> **MATERIAL SUPPLIED**:
PR #159, opened 2015-01-23
Render enums as "enum **name**" similarly to other symbols

### LINKED ISSUE #158: Enums are rendered differently from other symbols
Enums are rendered as

**NodeType enum**

which is inconsistent with rendering of other C++ symbols such as typedefs which are rendered as

typedef unsigned int **UINT32**

or structs:

struct **StructTest**

I suggest changing the rendering of enums to

enum **NodeType**

(with `enum` keyword first and the name in bold).

vitaut:
Fixes #158. This also keeps Doxygen names (`@id`) for an anonymous enums instead of replacing them with `Anonymous` as the latter can be confused for a real name since it is a valid identifier (however unlikely such name is used in practice). Perhaps it would be better to replace Doxygen name with something else which cannot be confused for an identifier (`/* anonymous */` ?) but I'm not sure.

There are other issues with enums which I'll report separately.

### DIFF
--- a/breathe/renderer/rst/doxygen/compound.py
+++ b/breathe/renderer/rst/doxygen/compound.py
@@ -332,12 +332,7 @@ class EnumMemberDefTypeSubRenderer(MemberDefTypeSubRenderer):
 
     def title(self):
 
-        if self.data_object.name.startswith("@"):
-            # Assume anonymous enum
-            return [self.node_factory.strong(text="Anonymous enum")]
-
-        name = self.node_factory.strong(text="%s enum" % self.data_object.name)
-        return [name]
+        return [self.node_factory.Text("enum ")] + MemberDefTypeSubRenderer.title(self)
 
     def description(self):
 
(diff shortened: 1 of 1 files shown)


michaeljones:
Well damn, I totally wrote that code :) It was early days but I still have no idea what I was thinking! Thanks for fixing it. I agree that `Anonymous` could be ambiguous and so it best avoided. 

Perhaps we just leave it unnamed in the final docs? Is that what your change achieves?

vitaut:
At least you recognized it =). Sometimes I have hard time remembering if I wrote some old piece of code.

With this change anonymous enums should be rendered as something like

enum **@1**

where `1` is an ID assigned by Doxygen (I think).

I'm fine with omitting the name altogether is that's what you prefer.

michaeljones:
Hmmm, I find the `@1` confusing so I'd be tempted to remove it. Maybe:

enum  `[anonymous]`

Or something like that. Definitely with some kind of syntax which definitely can't be a valid identifier. Tough call!

vitaut:
Sounds good. Changed rendering of anonymous enums to

  enum [anonymous]

vitaut:
@michaeljones Are you OK with merging this in?

michaeljones:
Looks good to me :) Thanks for checking and for making the changes.

vitaut:
Merged in https://github.com/michaeljones/breathe/commit/f6a1dcfe04d1f6c12f0cb3936bafdd7de7ac0363.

> **YOUR INSTRUCTIONS**: Repeat exactly, and only, the lines from the line containing "With this change" through the last line of the records above, both included.

> **SOLUTION FOR THIS EXERCISE**:
With this change anonymous enums should be rendered as something like

enum **@1**

where `1` is an ID assigned by Doxygen (I think).

I'm fine with omitting the name altogether is that's what you prefer.

michaeljones:
Hmmm, I find the `@1` confusing so I'd be tempted to remove it. Maybe:

enum  `[anonymous]`

Or something like that. Definitely with some kind of syntax which definitely can't be a valid identifier. Tough call!

vitaut:
Sounds good. Changed rendering of anonymous enums to

  enum [anonymous]

vitaut:
@michaeljones Are you OK with merging this in?

michaeljones:
Looks good to me :) Thanks for checking and for making the changes.

vitaut:
Merged in https://github.com/michaeljones/breathe/commit/f6a1dcfe04d1f6c12f0cb3936bafdd7de7ac0363.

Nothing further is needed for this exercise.